Hujan lebat turun di sore itu, menciptakan suasana yang sejuk namun juga melankolis. Di kamar kecil yang dipenuhi dengan bau buku tua, Mia duduk di tepi jendela, menatap tetes-tetes hujan yang mengalir di kaca. Sambil memegang amplop tua, dia tersenyum getir. Amplop itu berisi surat cinta yang tak pernah terkirim kepada Adam, sahabatnya sejak kecil. Tinta di dalam surat itu seakan mencerminkan perasaannya yang tak pernah terungkap.
"Dulu, kita selalu bersama, Adam," Mia berbisik pada dirinya sendiri sambil menatap foto mereka berdua yang terpajang di atas meja. "Tapi perasaanku tak pernah kamu tahu, bahkan ketika kamu pindah."
Dia menghirup aroma kertas lama amplop itu, mengingat saat-saat indah dan lucu yang mereka lewati bersama. Mia merenung sejenak, lalu mulai menulis di atas selembar kertas putih:
"Adam, Aku selalu ingin mengatakan sesuatu padamu, tapi tak pernah punya keberanian untuk melakukannya. Kita sudah bersama begitu lama, tapi sepertinya kamu tak pernah tahu perasaanku yang sesungguhnya."

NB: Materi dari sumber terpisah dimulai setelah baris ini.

Issue #662, opened 2015-10-05
Error trying to update SSL certificate


mhahn:
I was trying to update the ssl-cert for an app and got the following:

```
$ emp ssl-cert-add -a services crt.pem key.pem
error: DeleteConflict: Certificate: BLAH is currently in use by arn:aws:elasticloadbalancing:us-west-2:BLAH:loadbalancer/BLAH. Please remove it first before deleting it from IAM.
	status code: 409, request id: [c6e50af2-6b90-11e5-91fc-4df76678f0a4]
```

mhahn:
The error from AWS makes sense since empire is attempting to delete the certificate without disconnecting it from the load balancer.

It seems like empire should be more gracefully detatching, deleting, and then adding the new SSL certificate.

mhahn:
there is no "UpdateLoadBalancer" only "CreateLoadBalancer" which will create a load balancer with an SSL cert if it exists before it creates the process in ECS.

there should be an `UpdateLoadBalancer` call that can be called from ssl-cert-add and friends. i'll work on adding that.

mhahn:
http://docs.aws.amazon.com/ElasticLoadBalancing/latest/APIReference/API_SetLoadBalancerListenerSSLCertificate.html @phobologic pointed out this documentation, which `ssl-add-cert` should be calling if the load balancer exists

PR #700, opened 2015-12-17
Allow SSL certs to be updated on ELB's in ECS backend

ejholmes:
This allows the ECS backend to update the SSL cert on the associated ELB if it changes.

A better approach would be to provision resources using CloudFormation like talked about in https://github.com/remind101/empire/pull/696, but that's a ways off and will require a substantial migration.

### DIFF
--- a/pkg/lb/elb.go
+++ b/pkg/lb/elb.go
@@ -102,6 +102,10 @@ func (m *ELBManager) CreateLoadBalancer(ctx context.Context, o CreateLoadBalance
 	}, nil
 }
 
+func (m *ELBManager) UpdateLoadBalancer(ctx context.Context, opts UpdateLoadBalancerOpts) error {
+	return nil
+}
+
 // DestroyLoadBalancer destroys an ELB.
 func (m *ELBManager) DestroyLoadBalancer(ctx context.Context, lb *LoadBalancer) error {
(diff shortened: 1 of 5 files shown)


pkg/lb/elb.go
```diff
@@ -102,6 +102,25 @@ func (m *ELBManager) CreateLoadBalancer(ctx context.Context, o CreateLoadBalance
...
+		if err := m.updateSSLCert(ctx, opts.Name, *opts.SSLCert); err != nil {
+			return err
+		}
+	}
+
+	return nil
+}
+
+func (m *ELBManager) updateSSLCert(ctx context.Context, name, certID string) error {
+	_, err := m.elb.SetLoadBalancerListenerSSLCertificate(&elb.SetLoadBalancerListenerSSLCertificateInput{
```
ejholmes: This should actually ensure that there's a 443 listener in case there was previously no cert attached.

ejholmes:
Just realized that https://github.com/remind101/empire/issues/662 actually still prevents this. I wonder if it would just be better if the UI for adding an SSL cert was more of an "attachment" flow:

```console
$ aws iam upload-server-certificate --server-certificate-name ProdCert
```

```console
$ emp ssl-attach ProdCert -a <app>
```

phobologic:
I'm all for changing the behavior to something like you're talking about, for all the reasons you mention.

mhahn:
huge +1, this would be amazing

PR #701, opened 2015-12-17
Remove existing SSL management.

### LINKED ISSUE #471: ssl: one certificate per web app may be an issue
Right now, when you add an SSL certificate, it always creates a new one.  Even if, for example, you have a *.<domain> certificate.

An account only has a limit of 20 certificates:

http://docs.aws.amazon.com/IAM/latest/UserGuide/LimitationsOnEntities.html

It might be worth building the certificate name by combining the CN of the cert with the timestamp  and then hashing them.  That way if services share the same cert, we don't have to use up another cert in the IAM system.

### LINKED ISSUE #662: Error trying to update SSL certificate

ejholmes:
Fixes #471 
Fixes #662

This still needs client support (`emp certs-attach`) and associated API endpoint, but this would change how certs are managed via Empire, in that you don't use Empire to manage certs, just attach existing certs to apps.

Note that https://github.com/remind101/empire/pull/700 will still be required to fix the fact that ELB's can't be updated to use new certs.

The basic flow for attaching a cert to an Empire application will be:

```console
$ aws iam upload-server-certificate --server-certificate-name ProdCert
$ emp certs-attach ProdCert -a <app>
```

I think this will also ultimately work better when we add more backends, since we won't have to try to support varying CertManager implementations.

Also note that this will be backwards compatible with existing certificates inside Empire (see migration).

**TODO**

* Sanity check migration


server/heroku/heroku.go
```diff
@@ -57,12 +57,6 @@ func New(e *empire.Empire, authenticator auth.Authenticator) httpx.Handler {
 	// OAuth
 	r.Handle("/oauth/authorizations", &PostAuthorizations{e}).Methods("POST")
 
-	// SSL
```
ejholmes: We should map these to http handlers that explain that they were removed.

phobologic:
This looks good so far - are you planning to put the new SSL attachment stuff in this same PR before merging?

ejholmes:
Yep, I'll be adding the new endpoint shortly with support in `emp`.

certs.go
```diff
@@ -0,0 +1,25 @@
...
+}
+
+func (s *certsService) CertsAttach(ctx context.Context, app *App, cert string) error {
+	app.Cert = cert
+
+	if err := s.store.AppsUpdate(app); err != nil {
+		return err
+	}
+
+	if err := s.releaser.ReleaseApp(ctx, app); err != nil {
```
ejholmes: Instead of re-releasing, this should probably creat a new release.

ejholmes: I'll follow up with this in a separate PR that makes the API simpler for creating new releases for apps.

Mata Mia berkaca-kaca, tapi senyuman kecil masih menghiasi wajahnya. Di sela-sela hujan yang semakin deras, surat itu menjadi saksi bisu perasaan yang selama ini dia sembunyikan.
Beberapa tahun berlalu. Mia dan Adam tak pernah berjumpa lagi. Kehidupan membawa mereka masing-masing menjalani jalan yang berbeda. Mia menjadi seorang penulis muda yang sukses, sedangkan Adam menjadi seorang arsitek ternama. Suatu hari, Mia menemukan sebuah artikel tentang pernikahan Adam. Hatinya tercampur aduk saat melihat foto bahagia Adam dengan seorang wanita. Dia merenungkan surat cinta yang tak pernah terkirim itu dan bertanya-tanya bagaimana jika dia dulu lebih berani mengungkapkan perasaannya.

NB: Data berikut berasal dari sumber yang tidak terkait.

PR #702, opened 2015-12-18
Add some deploy/config tests around public API.

ejholmes:
This adds some tests around the `Deploy` and `ConfigsApply` methods to make sure that they interact with the scheduler correctly. A little verbose, but they'll be nice for refactoring internals.


phobologic:
Awesome! :+1:

PR #707, opened 2015-12-31
Add create, destroy and set events

ejholmes:
This adds **create**, **destroy** and **set** events to the event stream and includes some work to cleanup the public API of Empire a little more.

### DIFF
--- a/apps.go
+++ b/apps.go
@@ -104,8 +104,8 @@ func (q AppsQuery) Scope(db *gorm.DB) *gorm.DB {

Duduk di meja kerjanya, Mia memutar kertas-kertas dengan tatapan kosong. Artikel tentang pernikahan Adam menghantarkannya kepada kenangan masa lalu yang sudah terlupakan. Dia memegang foto mereka berdua yang masih tersimpan di dalam laci. Wajah Adam yang ceria menghiasi fotonya, tapi kali ini di sampingnya ada seorang wanita yang tersenyum manis.
"Apakah dia tahu perasaanmu padanya dulu?" Mia bertanya pada fotonya sendiri. "Bisakah dia membaca antara baris-baris surat cinta yang tak pernah terkirim?"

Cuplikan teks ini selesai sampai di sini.